0x00007f01354a1c24 in sleep () from /lib64/libc.so.6
(gdb) s
Single stepping until exit from function sleep,
which has no line number information.
mpitest () at prog.f90:34
34 do while (i.eq.0)
(gdb) bt
#0 mpitest () at prog.f90:34
#1 0x0000000000400fe5 in main (argc=1, argv=0x7ffecdc8d0ae) at prog.f90:17
#2 0x00007f013540cb05 in __libc_start_main () from /lib64/libc.so.6
#3 0x0000000000400d39 in _start () at ../sysdeps/x86_64/start.S:122
(gdb) set var i = 1
(gdb) c
Continuing.
and in our original terminal we will see something like
Rank 0 has escaped!
I wanted to run a code (or an external executable) for a specified amount of time. For example, in Fortran I can
call system('./run')
Is there a way I can restrict its run to let's say 10 seconds, for example as follows
call system('./run', 10)
I want to do it from inside the Fortran code, example above is for system command, but I want to do it also for some other subroutines of my code. for example,
call performComputation(10)
where performComputation will be able to run only for 10 seconds. The system it will run on is Linux.
thanks!
EDITED
Ah, I see - you want to call a part of the current program a limited time. I see a number of options for that...
Option 1
Modify the subroutines you want to run for a limited time so they take an additional parameter, which is the number of seconds they may run. Then modify the subroutine to get the system time at the start, and then in their processing loop get the time again and break out of the loop and return to the caller if the time difference exceeds the maximum allowed number of seconds.
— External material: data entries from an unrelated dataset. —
PR #165, opened 2024-07-22
refactor: refactor command line

wood-push-melon:


shipperizer:
@wood-push-melon we should drop the `chore: merge main` commits and do a proper rebase

src/secret.py
```diff
@@ -0,0 +1,68 @@
...
+from configs import ServiceConfigs
+from constants import (
+    COOKIE_SECRET_KEY,
+    COOKIE_SECRET_LABEL,
+    SYSTEM_SECRET_KEY,
+    SYSTEM_SECRET_LABEL,
+)
+
+
+class Secrets:
```
wood-push-melon, line 17: The `Secrets` class manages all of the juju secrets created and maintained by the charm itself.

src/cli.py
```diff
@@ -0,0 +1,339 @@
...
+
+from constants import ADMIN_PORT, CONFIG_FILE_NAME, DEFAULT_OAUTH_SCOPES, DEFAULT_RESPONSE_TYPES
+from exceptions import MigrationError
+
+logger = logging.getLogger(__name__)
+
+VERSION_REGEX = re.compile(r"Version:\s+(?P<version>v\d+\.\d+\.\d+)")
+
+
+class OAuthClient(BaseModel):
```
wood-push-melon, line 22: The `OAuthClient` acts as the data interface between caller and oauth-client-related cli commands.

templates/hydra.yaml.j2
```diff
@@ -48,3 +51,5 @@ webfinger:
       {%- if access_token_strategy != "opaque" %}
       - hydra.jwt.access-token
       {%- endif %}
+
+dev: {{ dev_mode | d(false) }}
```
wood-push-melon, line 55: The `dev` configuration is moved from the pebble layer to the config file.

templates/ingress.json.j2
```diff
@@ -0,0 +1,80 @@
+{% set identifier = "{}-{}".format(model, app) %}
```
wood-push-melon, line 1: This template holds the internal ingress configuration.

src/charm.py
```diff
@@ -42,126 +35,126 @@
...
-        self._log_path = self._log_dir / "hydra.log"
-
-        self._hydra_cli = HydraCLI(
-            f"http://localhost:{HYDRA_ADMIN_PORT}", self._container, self._hydra_config_path
-        )
+        self.peer_data = PeerData(self.model)
+        self.secrets = Secrets(self.model)
+        self.charm_config = CharmConfig(self.config)
 
-        self.service_patcher = KubernetesServicePatch(
```
wood-push-melon, line 113: This has been replaced by `open_port`

requirements.txt
```diff
@@ -1,7 +1,6 @@
...
-ops>=2.0.0
-lightkube
-lightkube-models
+dacite
 jinja2
-jsonschema
-pydantic<2.0
+ops>=2.0.0
+pydantic~=2.8.2
+yarl
```
wood-push-melon, line 6: This is for handling URLs operations.

natalian98 (dismissed):
Looks good to me.

Could we have a test for upgrading the charm? See [example](https://github.com/canonical/grafana-k8s-operator/blob/main/tests/integration/test_upgrade_charm.py)

wood-push-melon:
> Looks good to me.
> 
> Could we have a test for upgrading the charm? See [example](https://github.com/canonical/grafana-k8s-operator/blob/main/tests/integration/test_upgrade_charm.py)

Thanks. Will add the test for the charm upgrade.

natalian98 (approved):

requirements.txt
BarcoMasile: Do we really need this? It only provides syntactic sugar for URL operations, nothing the std lib cannot handle.
I think we can live without it and not bloat the project.

If I'm missing something and you we need to keep it, you could remove it from here and put it in `integration-requirements.txt`, I see it is only used in integration tests. Correct me if I'm wrong

wood-push-melon: I think it's also used in the source code, not only in the tests. The stdlib cannot take care of the relative path as we want in the charm. (see [this](https://stackoverflow.com/questions/10893374/python-confusions-with-urljoin/10893427#10893427))

shipperizer (approved):

PR #166, opened 2024-08-01
Migrate to charmcraft.yaml

nsklikas:
IAM-961


charmcraft.yaml
```diff
@@ -10,4 +79,7 @@ bases:
       - name: "ubuntu"
         channel: "22.04"
 
-
+parts:
+  charm:
+    charm-binary-python-packages:
+      - jsonschema
```
nsklikas, line 85: For some reason packing the charm fails without this. Not sure what changed.

natalian98 (approved):

PR #176, opened 2024-08-05
Fix CI

natalian98:


BarcoMasile (approved):

nsklikas:
So the issue was the juju version?

natalian98:
> So the issue was the juju version?

The issue was with not trusting traefik. I also bumped the version since we pinned to 3.1.

nsklikas:
> > So the issue was the juju version?
> 
> The issue was with not trusting traefik. I also bumped the version since we pinned to 3.1.

But the message in the failed run is `Waiting for database creation`.

Also the ci now passes in main, which looks like a transient error (which we need to look at). Am I missing something?

natalian98:
The CI in main passed, but another recent run failed, see https://github.com/canonical/hydra-operator/actions/runs/10256853322/job/28376804392.
This seems to be a transient error indeed, as postgresql-k8s was not recently updated.

Nonetheless, we should trust traefik as it needs to be able to patch k8s services.

nsklikas (approved):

On the downside, this requires you to change every subroutine. It will exit the subroutine cleanly though.
Option 2
Take advantage of a threading library - e.g. pthreads. When you want to call a subroutine with a timeout, create a new thread that runs alongside your main program in parallel and execute the subroutine inside that thread of execution. Then in your main program, sleep for 10 seconds and then kill the thread that is running your subroutine.
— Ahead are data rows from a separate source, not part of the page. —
PR #235, opened 2024-12-05
feat: drop internal ingress

wood-push-melon:
This pull request aims to drop the internal ingress.


tests/integration/test_charm.py
```diff
@@ -107,13 +107,14 @@ async def test_build_and_deploy(ops_test: OpsTest, local_charm: Path) -> None:
...
     await ops_test.model.wait_for_idle(
-        apps=[HYDRA_APP, DB_APP, PUBLIC_INGRESS_APP, INTERNAL_INGRESS_APP],
+        apps=[HYDRA_APP, DB_APP, PUBLIC_INGRESS_APP, ADMIN_INGRESS_APP],
         raise_on_blocked=False,
         status="active",
         timeout=5 * 60,
     )
 
 
+@pytest.mark.skip
```
pik4ez-canonical, line 117: What is the reason to skip these tests?

pik4ez-canonical (changes requested):
I'm curious about a bunch of skipped tests.

src/charm.py
```diff
@@ -187,28 +188,10 @@ def __init__(self, *args: Any) -> None:
             self._on_database_integration_broken,
         )
 
-        # admin ingress
-        self.framework.observe(self.admin_ingress.on.ready, self._on_admin_ingress_ready)
```
natalian98, line 191: Why is this removed? Don't we still need to observe the admin ingress-related events like we continue for the public one?

tests/integration/test_charm.py
wood-push-melon: ah, forgot to remove those when I did debugging. Let me remove those.

src/charm.py
wood-push-melon: this is because we don't do anything for admin-ingress integration joining and breaking.

pik4ez-canonical (approved):

BarcoMasile (approved):

src/charm.py
wood-push-melon: what I understand is that:

- We integrate with an admin ingress to expose admin API endpoints if we would like some client (outside the k8s cluster) to query
- For integration `hydra_endpoints`, we only pass the k8s svc addresses which are fixed values and for internal-cluster usage.

So admin ingress integration joining/departing does not change anything.

Let me know if I am wrong (we can chat a bit tomorrow)

natalian98: Ok, I missed this part:

> For integration hydra_endpoints, we only pass the k8s svc addresses which are fixed values and for internal-cluster usage.

It's fine to remove it then.

natalian98 (approved):

PR #250, opened 2025-01-14
CI: deployment via JIMM

shipperizer:
deploying to our environments using GH actions and JIMM

https://github.com/canonical/hydra-operator/actions/workflows/publish.yaml

### DIFF
--- a/.github/workflows/_deploy.yaml
+++ b/.github/workflows/_deploy.yaml
@@ -1,0 +1,55 @@
+# reusable workflow triggered manually
+name: Deploy via JIMM
+
+on:
+  workflow_call:
+    inputs:
+        model:
+            type: string
+        revision:
+            type: string
+        channel:
+          type: string
+    secrets:
+        CLIENT_ID:
+            required: true
+        CLIENT_SECRET:
+            required: true
+        JIMM_URL:
+          required: true
+
+jobs:
+  deploy:
+    name: Deploy
+    runs-on: ubuntu-24.04
+    steps:
+      - uses: actions/checkout@v4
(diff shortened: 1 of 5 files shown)


.github/workflows/_deploy.yaml
BarcoMasile, line 1: small suggestion: should we call it something like "jimm_deploy" or "perform_deployment" so it stands out more from the other deploy.yaml?

deployment/main.tf
```diff
@@ -0,0 +1,77 @@
...
+  type        = string
+}
+
+variable "client_id" {
+  type        = string
+}
+
+variable "client_secret" {
+  type        = string
+}
```
BarcoMasile, line 20: suggestion: add `sensitive   = true` at least for this one var

.github/workflows/publish.yaml
```diff
@@ -57,11 +70,73 @@ jobs:
...
+    runs-on: ubuntu-24.04
+    if: ${{ inputs.source_branch == 'IAM-1233' }}
+    steps:
+      - name: Checkout
+        uses: actions/checkout@11bd71901bbe5b1630ceea73d27597364c9af683 # v4
+        with:
+          fetch-depth: 0
+          ref: ${{ inputs.source_branch }}
+      - name: Get revision
+        id: set-revision
```
BarcoMasile, line 98: This hurts my whole body

shipperizer: fixed

BarcoMasile (approved):

natalian98 (approved):
lgtm, let's merge the PRs for other charms once we make sure the hydra CI works well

This is quite easy and doesn't require changes to all your subroutines. It is not that elegant in that it chops the legs off your subroutine at some random point, maybe when it is least expecting it.
Imagine time running down the page in the following example, and the main program actions are on the left and the subroutine actions are on the right.
MAIN SUBROUTINE YOUR_SUB
... something ..
... something ...
f_pthread_create(,,,YOUR_SUB,) start processing
sleep(10) ... calculate ...
... calculate ...
... calculate ...
f_pthread_kill()
... something ..
... something ...
Option 3
Abstract out the subroutines you want to call and place them into their own separate executables, then proceed as per my original answer below.
Whichever option you choose, you are going to have to think about how you get the results from the subroutine you are calling - will it store them in a file? Does the main program need to access them? Are they in global variables? The reason is that if you are going to follow options 2 or 3, there will not be a return value from the subroutine.
Original Answer
If you don't have timeout, you can do
call system('./run & sleep 10; kill $!')
Yes there is a way. take a look at the linux command timeout
# run command for 10 seconds and then send it SIGTERM kill message
# if not finished.
call system('timeout 10 ./run')
Example
# finishes in 10 seconds with a return code of 0 to indicate success.
sleep 10
# finishes in 1 second with a return code of `124` to indicate timed out.
timeout 1 sleep 10
You can also choose the type of kill signal you want to send by specifying the -s parameter. See man timeout for more info.